■ Your instructions
Could you copy every line from the material below in which "echo" appears?

■ Dataset excerpts
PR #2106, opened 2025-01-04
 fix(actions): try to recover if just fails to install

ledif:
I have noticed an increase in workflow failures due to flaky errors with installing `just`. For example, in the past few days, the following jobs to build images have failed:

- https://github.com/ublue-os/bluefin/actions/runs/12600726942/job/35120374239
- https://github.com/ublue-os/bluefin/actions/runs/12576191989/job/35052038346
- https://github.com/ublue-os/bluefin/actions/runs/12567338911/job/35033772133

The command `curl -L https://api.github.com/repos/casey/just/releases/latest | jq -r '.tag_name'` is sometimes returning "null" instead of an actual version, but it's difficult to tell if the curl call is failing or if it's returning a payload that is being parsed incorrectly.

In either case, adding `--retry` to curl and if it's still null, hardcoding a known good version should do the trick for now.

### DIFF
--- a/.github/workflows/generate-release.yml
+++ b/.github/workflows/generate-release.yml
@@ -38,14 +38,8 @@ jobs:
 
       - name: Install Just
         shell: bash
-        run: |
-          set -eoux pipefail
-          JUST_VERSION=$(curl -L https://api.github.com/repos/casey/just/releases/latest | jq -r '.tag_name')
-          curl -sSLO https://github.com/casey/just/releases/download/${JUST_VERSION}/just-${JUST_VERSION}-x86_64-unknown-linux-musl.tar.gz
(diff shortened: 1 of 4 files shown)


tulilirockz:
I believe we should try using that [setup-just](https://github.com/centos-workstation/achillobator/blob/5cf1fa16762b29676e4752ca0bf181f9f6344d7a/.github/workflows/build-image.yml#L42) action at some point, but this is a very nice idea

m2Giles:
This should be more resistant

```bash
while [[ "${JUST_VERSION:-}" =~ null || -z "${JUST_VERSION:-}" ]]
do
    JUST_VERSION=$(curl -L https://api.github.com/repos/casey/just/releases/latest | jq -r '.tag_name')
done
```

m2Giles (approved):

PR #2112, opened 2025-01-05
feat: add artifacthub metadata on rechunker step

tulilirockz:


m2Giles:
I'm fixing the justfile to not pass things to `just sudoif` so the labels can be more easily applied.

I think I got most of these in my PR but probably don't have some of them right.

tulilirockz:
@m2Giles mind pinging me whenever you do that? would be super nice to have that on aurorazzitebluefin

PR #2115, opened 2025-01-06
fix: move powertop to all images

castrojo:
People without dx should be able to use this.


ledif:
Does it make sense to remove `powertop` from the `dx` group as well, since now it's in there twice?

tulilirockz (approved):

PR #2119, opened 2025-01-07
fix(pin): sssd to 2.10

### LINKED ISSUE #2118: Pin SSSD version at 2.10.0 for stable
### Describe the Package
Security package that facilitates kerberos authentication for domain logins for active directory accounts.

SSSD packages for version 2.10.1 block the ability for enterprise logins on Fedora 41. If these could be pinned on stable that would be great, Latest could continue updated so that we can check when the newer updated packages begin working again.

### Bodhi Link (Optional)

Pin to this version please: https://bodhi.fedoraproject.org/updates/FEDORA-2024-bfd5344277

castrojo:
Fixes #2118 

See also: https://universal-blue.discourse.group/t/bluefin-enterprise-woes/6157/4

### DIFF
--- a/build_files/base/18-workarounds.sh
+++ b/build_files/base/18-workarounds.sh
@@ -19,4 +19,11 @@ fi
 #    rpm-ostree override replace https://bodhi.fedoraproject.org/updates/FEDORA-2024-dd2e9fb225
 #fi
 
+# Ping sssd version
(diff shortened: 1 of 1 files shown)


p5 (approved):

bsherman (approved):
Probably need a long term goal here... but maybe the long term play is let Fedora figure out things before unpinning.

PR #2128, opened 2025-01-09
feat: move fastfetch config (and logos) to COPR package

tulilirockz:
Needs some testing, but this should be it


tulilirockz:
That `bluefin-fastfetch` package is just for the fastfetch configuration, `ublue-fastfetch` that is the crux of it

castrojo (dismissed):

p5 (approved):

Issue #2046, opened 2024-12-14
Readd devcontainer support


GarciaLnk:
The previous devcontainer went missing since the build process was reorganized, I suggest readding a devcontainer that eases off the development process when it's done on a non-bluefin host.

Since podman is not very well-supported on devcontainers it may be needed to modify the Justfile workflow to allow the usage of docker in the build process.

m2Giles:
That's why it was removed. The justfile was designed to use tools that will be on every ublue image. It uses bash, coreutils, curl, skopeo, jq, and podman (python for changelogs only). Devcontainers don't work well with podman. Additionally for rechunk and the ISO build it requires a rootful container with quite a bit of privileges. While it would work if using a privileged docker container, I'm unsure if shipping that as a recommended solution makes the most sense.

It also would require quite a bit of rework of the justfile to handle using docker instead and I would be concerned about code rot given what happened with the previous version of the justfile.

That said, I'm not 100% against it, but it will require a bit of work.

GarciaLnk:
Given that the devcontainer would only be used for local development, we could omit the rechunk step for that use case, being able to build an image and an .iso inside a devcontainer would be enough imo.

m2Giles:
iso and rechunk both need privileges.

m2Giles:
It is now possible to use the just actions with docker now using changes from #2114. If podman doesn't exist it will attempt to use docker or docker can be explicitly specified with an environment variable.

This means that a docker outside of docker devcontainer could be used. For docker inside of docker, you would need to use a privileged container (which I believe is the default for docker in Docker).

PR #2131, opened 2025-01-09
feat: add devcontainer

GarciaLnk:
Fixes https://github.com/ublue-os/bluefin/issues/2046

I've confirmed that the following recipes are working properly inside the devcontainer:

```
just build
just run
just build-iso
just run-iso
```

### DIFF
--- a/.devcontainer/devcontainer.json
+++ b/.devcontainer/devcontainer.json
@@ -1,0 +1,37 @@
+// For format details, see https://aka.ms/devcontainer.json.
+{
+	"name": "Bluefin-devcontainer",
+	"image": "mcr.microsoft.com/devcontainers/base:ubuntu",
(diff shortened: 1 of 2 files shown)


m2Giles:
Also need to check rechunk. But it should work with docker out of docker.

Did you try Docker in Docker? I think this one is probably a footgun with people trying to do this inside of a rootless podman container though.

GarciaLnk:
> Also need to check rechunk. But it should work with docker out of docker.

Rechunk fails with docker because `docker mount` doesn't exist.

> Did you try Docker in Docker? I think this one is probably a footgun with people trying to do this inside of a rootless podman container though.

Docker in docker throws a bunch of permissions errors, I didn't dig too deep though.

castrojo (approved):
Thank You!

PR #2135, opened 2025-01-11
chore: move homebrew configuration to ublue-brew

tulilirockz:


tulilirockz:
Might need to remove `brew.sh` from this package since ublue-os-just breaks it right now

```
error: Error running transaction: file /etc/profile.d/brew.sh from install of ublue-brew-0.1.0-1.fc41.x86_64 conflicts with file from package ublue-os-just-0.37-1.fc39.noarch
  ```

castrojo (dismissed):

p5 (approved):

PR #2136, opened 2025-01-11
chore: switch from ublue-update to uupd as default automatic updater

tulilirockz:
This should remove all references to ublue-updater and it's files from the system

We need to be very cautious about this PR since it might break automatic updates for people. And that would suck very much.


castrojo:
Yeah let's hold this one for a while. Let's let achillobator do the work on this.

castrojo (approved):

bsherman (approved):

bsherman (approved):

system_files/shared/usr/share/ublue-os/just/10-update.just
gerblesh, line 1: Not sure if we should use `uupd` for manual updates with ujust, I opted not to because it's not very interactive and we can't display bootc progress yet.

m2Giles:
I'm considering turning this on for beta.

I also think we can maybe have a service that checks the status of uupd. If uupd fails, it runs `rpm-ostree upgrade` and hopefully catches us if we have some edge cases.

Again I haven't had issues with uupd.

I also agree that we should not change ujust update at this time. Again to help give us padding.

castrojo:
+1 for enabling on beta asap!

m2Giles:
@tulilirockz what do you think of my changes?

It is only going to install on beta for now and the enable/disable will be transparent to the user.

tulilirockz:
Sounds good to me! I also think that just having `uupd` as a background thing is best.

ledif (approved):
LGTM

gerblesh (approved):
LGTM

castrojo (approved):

--

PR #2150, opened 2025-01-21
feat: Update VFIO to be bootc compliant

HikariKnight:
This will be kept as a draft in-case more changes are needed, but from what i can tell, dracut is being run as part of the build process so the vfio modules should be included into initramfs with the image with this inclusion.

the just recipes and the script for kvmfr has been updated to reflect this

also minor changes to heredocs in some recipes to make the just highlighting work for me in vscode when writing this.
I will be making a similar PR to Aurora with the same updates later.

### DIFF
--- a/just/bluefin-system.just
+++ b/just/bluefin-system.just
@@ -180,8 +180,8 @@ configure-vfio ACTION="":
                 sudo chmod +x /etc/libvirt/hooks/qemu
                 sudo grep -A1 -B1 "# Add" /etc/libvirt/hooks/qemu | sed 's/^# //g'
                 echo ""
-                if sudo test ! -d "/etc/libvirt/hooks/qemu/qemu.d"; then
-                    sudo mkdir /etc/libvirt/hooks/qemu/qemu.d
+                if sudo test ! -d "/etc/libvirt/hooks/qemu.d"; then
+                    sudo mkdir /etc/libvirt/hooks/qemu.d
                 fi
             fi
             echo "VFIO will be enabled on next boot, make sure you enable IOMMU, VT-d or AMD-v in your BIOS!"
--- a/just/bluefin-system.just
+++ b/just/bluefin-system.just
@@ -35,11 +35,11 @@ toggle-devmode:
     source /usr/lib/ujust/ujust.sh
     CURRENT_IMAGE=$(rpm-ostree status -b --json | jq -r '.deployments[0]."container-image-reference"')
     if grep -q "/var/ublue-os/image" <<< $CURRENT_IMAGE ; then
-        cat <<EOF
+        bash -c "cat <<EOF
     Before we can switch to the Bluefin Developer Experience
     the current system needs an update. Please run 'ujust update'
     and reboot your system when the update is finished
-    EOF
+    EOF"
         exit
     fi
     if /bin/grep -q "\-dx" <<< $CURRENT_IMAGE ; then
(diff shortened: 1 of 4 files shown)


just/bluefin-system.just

■ Solved problem
                 echo ""
             echo "VFIO will be enabled on next boot, make sure you enable IOMMU, VT-d or AMD-v in your BIOS!"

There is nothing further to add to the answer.